権利の切り出し方については、一つのパートナーと包括契約を結ぶのか、あるいは地域ごとに分割するのか、すべての選択肢が出されているという。クリスティンは「分割の可能性もあれば、一社に集約される可能性もある。国内と国際でも異なる。解決策はいくらでもあるのだ」と、柔軟な姿勢を示している。
IP価値の現在地
かつて『フレンズ』や『サウスパーク』、『ジ・オフィス』を巡って繰り広げられたストリーミング界のコンテンツ争奪戦は、現在では幾分落ち着きを見せている。しかし、『ウォーキング・デッド』という強力なIP(知的財産)の価値は別格だ。今回の契約は確実に数億ドル規模に達すると推測される。

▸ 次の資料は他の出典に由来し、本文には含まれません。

PR #2712, opened 2025-10-19
Replace a dependecy in version.js

steinwinde:
version.js had a dependency on fs-extra, which is
unnecessary, because we can use the built-in
Node functionality.

FIXES: WEB-351

## Summary by CodeRabbit

* **Chores**
  * Updated internal dependency management by leveraging Node.js built-in modules instead of external packages, improving resource efficiency without user-facing changes.


IOhacker (approved):
LGTM

PR #2724, opened 2025-10-28
WEB-378-improve the css office-navigation-page

shubhamkumar9199:
## Description

Improved the CSS styling of the Office Navigation page to ensure proper alignment of icon.
This change enhances the visual consistency and layout across the navigation section, improving user experience.

#{Issue Number}
WEB-378
## Screenshots, if any
before:
Screenshot 2025-10-28 012441
after:
Screenshot 2025-11-01 231630

## Checklist

- [X] If you have multiple commits please combine them into one commit by squashing them.

- [ X ] Read and understood the contribution guidelines at `web-app/.github/CONTRIBUTING.md`.

## Summary by CodeRabbit

* **Style**
  * Enhanced responsive layouts: new flex/grid behavior, breakpoints at 768px and 1200px, improved spacing and small-screen adjustments.
  * Refined header and card typography with a stronger body style and adjusted sizing; improved dark-theme color overrides.

* **Refactor**
  * Moved external identifier out of the header into the card content for clearer presentation and simplified header structure.

### DIFF
--- a/src/app/navigation/navigation.component.scss
+++ b/src/app/navigation/navigation.component.scss
@@ -1,0 +1,54 @@
+:host {
+  display: block;
+}
+
+.container {
+  width: 100%;
+}
+
+.layout-row-wrap.responsive-column {
+  display: flex;
+  flex-wrap: wrap;
+  align-items: flex-start;
+}
+
+.flex-48 {
+  flex: 1 1 48%;
+  min-width: 320px;
+}
+
+mat-card {
+  padding: 16px;
+  border-radius: 8px;
+  overflow: hidden;
+}
+
+mat-card-content {
+  display: grid;
+  grid-template-columns: 100%;
+}
+
+mat-form-field {
+  width: 100%;
+}
+
+mat-label {
+  letter-spacing: 0.2px;
+}
+
+@media (768px <= width) {
+  mat-card-content {
+    grid-template-columns: 50% 50%;
+  }
+}
+
+@media (1200px <= width) {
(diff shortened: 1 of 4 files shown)


steinwinde (changes requested):
Sorry, but I don't like this fix for many reasons:
Labels are rendered in capitals only. Why? I don't see this in any similar forms in our app.
Underlines are rendered both below the labels and (separately) below their values. I neither see this in similar forms. 
We really should use the same CSS again and again, if possible - to the maximum extent possible.
Our forms are and should remain simple - in their CSS too. Why do we need CSS variables here? This looks like unnecessary overhead. Just declare two classes.
Whatever you do, please look how this is done elsewhere. E.g. if you introduce "transform: scale(x)", please make sure that this behaves exactly the same way it behaves elsewhere, e.g. not 1.05, but 1.1. (But I'd prefer we rather not do this at all.) E.g. if you introduce a colour "#212121", ask yourself, if we used the colour elsewhere - and if not, why should we use it here?! The user shouldn't see different colour schemes in each form, but one single colour scheme across all forms. I haven't checked your other CSS values, but they should not be specific for this given form.
The Jira-Ticket pointed out a layout bug. Please don't introduce fancy things that we can't do consistently across the application, because we already have a todo list that is too long.

shubhamkumar9199:
@steinwinde Sorry about that — this issue won’t happen again. If it appears in any of my previous PRs, I’ll review and correct it to make sure it doesn’t repeat

PR #2772, opened 2025-11-05
WEB-(410)-fix: correct type comparison in view-history-scheduler-job filter logic

shubhamkumar9199:
## Description
This PR fixes a type comparison bug in the view-history-scheduler-job component’s filter logic.
Previously, the code compared a string (val) with a number (parseInt(filter.value, 10)) using strict equality (===), which caused filtering by numeric values (like version numbers) to always return false

#{Issue Number}
WEB-(410)
## Checklist

- [X] If you have multiple commits please combine them into one commit by squashing them.

- [X] Read and understood the contribution guidelines at `web-app/.github/CONTRIBUTING.md`.

## Summary by CodeRabbit

* **Bug Fixes**
  * Improved filtering behavior: numeric comparisons are now applied only when both the filter and the item value are present and numeric; otherwise the filter falls back to a case-insensitive text match. This prevents incorrect numeric comparisons and yields more intuitive results when fields or filter inputs are empty or non-numeric.

### DIFF
--- a/src/app/system/manage-jobs/scheduler-jobs/view-history-scheduler-job/view-history-scheduler-job.component.ts
+++ b/src/app/system/manage-jobs/scheduler-jobs/view-history-scheduler-job/view-history-scheduler-job.component.ts
@@ -113,9 +113,9 @@ export class ViewHistorySchedulerJobComponent implements OnInit {
       const filters = JSON.parse(filtersJson);
       filters.forEach((filter: any) => {
         const val = data[filter.id] === null ? '' : data[filter.id];
-        if (filter.value !== '') {
-          matchFilter.push(val === parseInt(filter.value, 10));
-        } else if (filter.value === '') {
+        if (filter.value !== '' && val !== '') {
+          matchFilter.push(parseInt(val.toString(), 10) === parseInt(filter.value, 10));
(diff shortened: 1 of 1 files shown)


src/app/system/manage-jobs/scheduler-jobs/view-history-scheduler-job/view-history-scheduler-job.component.ts
```diff
@@ -114,7 +114,7 @@ export class ViewHistorySchedulerJobComponent implements OnInit {
       filters.forEach((filter: any) => {
         const val = data[filter.id] === null ? '' : data[filter.id];
         if (filter.value !== '') {
-          matchFilter.push(val === parseInt(filter.value, 10));
+          matchFilter.push(parseInt(val.toString(), 10) === parseInt(filter.value, 10));
```
alberto-art3ch, line 117: If the case the val variable has an empty value '' 
It is better to avoid that part, I mean It is better to validate this as part of the if condition

alberto-art3ch (changes requested):
Please see my comments

shubhamkumar9199:
@alberto-art3ch  i made the changes please review

alberto-art3ch (approved):
LGTM

PR #2747, opened 2025-11-03
WEB-(394)-fix: replace all direct JSON.parse usages with safe parsing utilities

shubhamkumar9199:
## Description

Replaced all direct JSON.parse() usages across the codebase with safe parsing utilities (safeParse, safeParseArray, safeParseObject) to prevent crashes from invalid or null JSON data.
#{Issue Number}
WEB-(394)

## Checklist

Please make sure these boxes are checked before submitting your pull request - thanks!

- [X ] If you have multiple commits please combine them into one commit by squashing them.

- [ X] Read and understood the contribution guidelines at `web-app/.github/CONTRIBUTING.md`.

## Release Notes

* **Bug Fixes**
  * Improved data handling and error resilience throughout the application. Settings, themes, date formats, user activities, and configuration data now safely process stored information with intelligent fallback mechanisms. The system gracefully handles malformed, incomplete, or missing data instead of crashing, preventing data loss and ensuring more stable, reliable, and consistent behavior.

PR #2798, opened 2025-11-17
Revert "WEB-(394)-fix: replace all direct JSON.parse usages with safe parsing utilities"

IOhacker:
Reverts openMF/web-app#2747 because incognito mode issues

## Summary by CodeRabbit

* **Refactor**
  * Simplified internal data parsing logic by removing custom parsing utilities and adopting standard parsing methods across the application. This change affects how user preferences, themes, and configuration data are retrieved from storage. Settings retrieval behavior may change if stored data is malformed or missing.


IOhacker (commented):
PR for revert the incognito mode issue

steinwinde (approved):
This is a plain revert (I have checked) to the version that used to work.

PR #3058, opened 2026-01-28
WEB-216: UI allows to delete a group that is not "pending", but Fineract sends back error

parth-sharma-10:
[WEB-216](https://mifosforge.jira.com/jira/software/c/projects/WEB/boards/62?issueType=1&selectedIssue=WEB-216)
The delete group action was previously available in the UI for all group states, even though deletion is only allowed when a group is in the Pending state. This resulted in forbidden API calls and a confusing user experience.

This change disables the Delete action in the group actions menu when the group is not in a Pending state and adds a defensive guard in the component logic to prevent invalid delete attempts. This aligns the UI behavior with backend business rules and improves overall usability.

No additional dependencies are required for this change.

image

[WEB-216]: https://mifosforge.jira.com/browse/WEB-216?atlOrigin=eyJpIjoiNWRkNTljNzYxNjVmNDY3MDlhMDU5Y2ZhYzA5YTRkZjUiLCJwIjoiZ2l0aHViLWNvbS1KU1cifQ

## Release Notes

* **Bug Fixes**
  * Group deletion is now restricted to pending groups only; users attempting to delete other groups will see a disabled button with a clarifying tooltip.
  * Improved locale normalization in loan application reports for better accuracy across different regional settings.

<sub>✏️ Tip: You can customize this high-level summary in your review settings.</sub>

### DIFF
--- a/src/app/groups/groups-view/groups-view.component.html
+++ b/src/app/groups/groups-view/groups-view.component.html
@@ -198,7 +198,13 @@
           <button mat-menu-item *mifosxHasPermission="'CLOSE_GROUP'" (click)="doAction('Close')">
             {{ 'labels.buttons.Close' | translate }}
           </button>
-          <button mat-menu-item *mifosxHasPermission="'DELETE_GROUP'" (click)="doAction('Delete')">
+          <button
+            mat-menu-item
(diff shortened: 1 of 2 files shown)


alberto-art3ch (approved):
LGTM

本シリーズは、ケーブルテレビの解約が深刻化するなかでも、地上波放送で良好な視聴率を維持してきた稀有な作品だ。入札者の実名は伏せられたが、アナリストたちはNetflixの動向に注目している。NetflixはこれまでAMCと密接な関係を築いており、新エピソードの放送前に既存シーズンを配信することで、シリーズ全体の熱狂を維持・拡大させる「AMCエフェクト」を仕掛けてきた実績がある。かつて『MAD MEN マッドメン』を再び時代の寵児へと押し上げたのも、このエコシステムだ。また、AMCはHBO Maxでの大規模プロモーションや、Amazon、Rokuといったプラットフォームとの連携も続けており、どのパートナーが覇権を握るかが焦点となる。
収益と「発見のしやすさ」の両立を目指すAMCの決算
AMCのプレジデント兼チーフ・コマーシャル・オフィサーであるキム・ケレハーは、ライセンス契約において金銭的条件以上の価値を重視していると述べた。「今後のパートナーシップを検討する際は、カスタマー・エクスペリエンスや作品の発見のしやすさも考慮している」と語り、世界中の既存パートナーと未来に向けた協議を進めていることを示唆した。

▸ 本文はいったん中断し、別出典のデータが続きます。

PR #3130, opened 2026-02-11
WEB-694: Enforce one commit per pull request

heymanasvi:
Adds a GitHub Action to enforce a single commit per pull request.
The workflow fails pull requests that contain more than one commit, ensuring contributors squash commits before requesting review.

### DIFF
--- a/.github/workflows/one-commit-per-pr.yml
+++ b/.github/workflows/one-commit-per-pr.yml
@@ -1,0 +1,23 @@
+name: Enforce one commit per pull request
+
+on:
+  pull_request:
+
+jobs:
+  one-commit-check:
+    runs-on: ubuntu-latest
+
+    steps:
+      - uses: actions/checkout@v4
+        with:
+          fetch-depth: 0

今回の発表は、AMCが発表した2024年第1四半期決算の内容を受けたものだ。売上高は前年比2パーセント減の5億4,210万ドル、調整後の1株当たり利益は8セント(前年同期は52セント)となったが、いずれもアナリストの予想を上回った。ストリーミング部門の売上高は値上げの影響で11パーセント増の1億7,400万ドルを記録した一方、加入者数は3パーセント減の1,010万人となっている。
なお、期待される『ウォーキング・デッド』のライセンス契約による収益は、2026年の営業利益予測にはまだ反映されていない。莫大な富を生むウォーカーたちの行方が、今後のエンタメ業界の勢力図を大きく変えることになりそうだ。